** Opening DATA FOR PROCESSING block **

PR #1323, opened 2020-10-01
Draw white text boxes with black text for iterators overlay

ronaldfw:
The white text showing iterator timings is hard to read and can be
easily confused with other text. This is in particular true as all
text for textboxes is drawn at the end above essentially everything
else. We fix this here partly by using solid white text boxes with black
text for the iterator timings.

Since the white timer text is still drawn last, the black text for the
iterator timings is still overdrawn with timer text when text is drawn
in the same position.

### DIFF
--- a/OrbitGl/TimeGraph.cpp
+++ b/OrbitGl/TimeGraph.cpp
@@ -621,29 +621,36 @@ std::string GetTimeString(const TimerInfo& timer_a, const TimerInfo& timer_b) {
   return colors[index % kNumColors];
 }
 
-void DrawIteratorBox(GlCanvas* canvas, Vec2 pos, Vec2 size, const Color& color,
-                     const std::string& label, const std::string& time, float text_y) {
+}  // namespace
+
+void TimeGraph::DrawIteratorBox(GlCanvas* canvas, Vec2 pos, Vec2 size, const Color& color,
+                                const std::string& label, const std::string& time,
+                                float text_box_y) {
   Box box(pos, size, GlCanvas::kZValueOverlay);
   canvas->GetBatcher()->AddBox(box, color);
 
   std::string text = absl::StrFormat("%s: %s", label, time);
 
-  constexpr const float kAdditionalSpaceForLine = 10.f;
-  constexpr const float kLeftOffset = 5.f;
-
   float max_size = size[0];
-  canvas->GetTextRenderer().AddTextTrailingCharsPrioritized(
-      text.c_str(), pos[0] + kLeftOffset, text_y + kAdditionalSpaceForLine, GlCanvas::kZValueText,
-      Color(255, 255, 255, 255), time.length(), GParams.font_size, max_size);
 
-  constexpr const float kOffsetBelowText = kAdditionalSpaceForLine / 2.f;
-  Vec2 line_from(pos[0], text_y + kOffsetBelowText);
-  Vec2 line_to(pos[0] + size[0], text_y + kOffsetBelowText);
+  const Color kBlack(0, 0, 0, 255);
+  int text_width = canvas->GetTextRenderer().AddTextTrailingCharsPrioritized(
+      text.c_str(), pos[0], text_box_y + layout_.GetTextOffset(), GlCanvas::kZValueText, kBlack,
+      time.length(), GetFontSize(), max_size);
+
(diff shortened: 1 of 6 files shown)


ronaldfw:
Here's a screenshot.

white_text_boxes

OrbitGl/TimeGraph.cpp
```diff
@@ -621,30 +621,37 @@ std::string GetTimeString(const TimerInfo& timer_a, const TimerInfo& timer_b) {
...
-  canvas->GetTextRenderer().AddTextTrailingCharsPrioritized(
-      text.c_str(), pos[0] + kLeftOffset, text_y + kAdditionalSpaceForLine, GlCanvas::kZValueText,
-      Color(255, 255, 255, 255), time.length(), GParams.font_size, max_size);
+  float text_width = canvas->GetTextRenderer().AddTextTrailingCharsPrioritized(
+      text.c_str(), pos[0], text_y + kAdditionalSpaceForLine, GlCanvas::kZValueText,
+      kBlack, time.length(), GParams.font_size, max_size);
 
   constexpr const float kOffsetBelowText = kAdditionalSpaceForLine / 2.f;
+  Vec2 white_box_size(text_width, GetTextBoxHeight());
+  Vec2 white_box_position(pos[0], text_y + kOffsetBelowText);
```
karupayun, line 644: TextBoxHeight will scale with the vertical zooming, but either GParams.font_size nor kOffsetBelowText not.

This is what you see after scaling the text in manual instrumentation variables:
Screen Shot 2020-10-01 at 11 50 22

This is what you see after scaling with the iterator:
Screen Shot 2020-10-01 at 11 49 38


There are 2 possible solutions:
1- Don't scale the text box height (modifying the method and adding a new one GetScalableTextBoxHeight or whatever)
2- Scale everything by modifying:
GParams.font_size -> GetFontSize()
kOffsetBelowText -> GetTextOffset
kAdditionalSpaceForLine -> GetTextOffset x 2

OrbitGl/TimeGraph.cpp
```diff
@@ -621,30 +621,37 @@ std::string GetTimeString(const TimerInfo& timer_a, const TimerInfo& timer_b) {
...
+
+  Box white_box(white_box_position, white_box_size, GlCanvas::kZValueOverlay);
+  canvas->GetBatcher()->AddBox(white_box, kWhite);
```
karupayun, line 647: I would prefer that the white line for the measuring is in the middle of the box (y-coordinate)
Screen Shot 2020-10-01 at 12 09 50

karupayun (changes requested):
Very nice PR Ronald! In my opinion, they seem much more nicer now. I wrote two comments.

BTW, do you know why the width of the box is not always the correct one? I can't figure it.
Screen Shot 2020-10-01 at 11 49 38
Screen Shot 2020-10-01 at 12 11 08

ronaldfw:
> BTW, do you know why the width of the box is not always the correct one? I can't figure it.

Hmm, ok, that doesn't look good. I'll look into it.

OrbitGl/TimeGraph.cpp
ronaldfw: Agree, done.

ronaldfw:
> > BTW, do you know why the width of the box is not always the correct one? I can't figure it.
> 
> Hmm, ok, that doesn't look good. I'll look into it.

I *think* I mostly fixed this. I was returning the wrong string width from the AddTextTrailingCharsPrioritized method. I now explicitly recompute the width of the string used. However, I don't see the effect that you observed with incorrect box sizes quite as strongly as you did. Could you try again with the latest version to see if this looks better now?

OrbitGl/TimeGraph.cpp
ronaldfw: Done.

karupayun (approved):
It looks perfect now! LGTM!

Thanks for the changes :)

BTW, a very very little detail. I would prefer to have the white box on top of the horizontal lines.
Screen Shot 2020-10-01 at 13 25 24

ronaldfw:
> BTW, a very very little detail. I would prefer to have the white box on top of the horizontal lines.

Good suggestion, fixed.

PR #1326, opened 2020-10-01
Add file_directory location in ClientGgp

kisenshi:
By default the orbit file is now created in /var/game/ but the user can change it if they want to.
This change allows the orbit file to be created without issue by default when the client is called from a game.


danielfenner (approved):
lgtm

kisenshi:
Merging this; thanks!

** Closing DATA FOR PROCESSING block **

Every line of the records that includes the word "when" should be gathered.

iterator timings is still overdrawn with timer text when text is drawn
This change allows the orbit file to be created without issue by default when the client is called from a game.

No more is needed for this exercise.